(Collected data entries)
- - -

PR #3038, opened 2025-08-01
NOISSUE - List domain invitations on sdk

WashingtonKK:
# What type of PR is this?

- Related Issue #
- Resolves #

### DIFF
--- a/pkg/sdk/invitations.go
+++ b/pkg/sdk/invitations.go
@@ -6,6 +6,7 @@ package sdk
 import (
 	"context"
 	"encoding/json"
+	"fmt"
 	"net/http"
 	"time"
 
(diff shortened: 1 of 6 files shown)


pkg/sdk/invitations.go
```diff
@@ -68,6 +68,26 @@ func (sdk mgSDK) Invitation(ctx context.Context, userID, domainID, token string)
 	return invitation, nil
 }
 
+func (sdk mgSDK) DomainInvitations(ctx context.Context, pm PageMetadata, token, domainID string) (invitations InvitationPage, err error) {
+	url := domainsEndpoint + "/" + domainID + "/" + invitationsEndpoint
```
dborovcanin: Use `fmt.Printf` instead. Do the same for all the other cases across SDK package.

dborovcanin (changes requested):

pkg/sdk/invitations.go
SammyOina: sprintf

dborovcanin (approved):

- - -

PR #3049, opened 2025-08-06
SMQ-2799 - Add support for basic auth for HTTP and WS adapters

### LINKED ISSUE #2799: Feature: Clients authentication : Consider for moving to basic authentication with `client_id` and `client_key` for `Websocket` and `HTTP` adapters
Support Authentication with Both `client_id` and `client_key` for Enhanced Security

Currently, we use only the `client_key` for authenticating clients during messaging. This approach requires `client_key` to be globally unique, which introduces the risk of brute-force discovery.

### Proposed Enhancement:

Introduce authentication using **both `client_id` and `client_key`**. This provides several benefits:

- - -

WHAT THE EXERCISE ASKS: Whenever the word "opened" shows up in a line of the entries, list that line.

ANSWER TO THIS PROBLEM:
PR #3038, opened 2025-08-01
PR #3049, opened 2025-08-06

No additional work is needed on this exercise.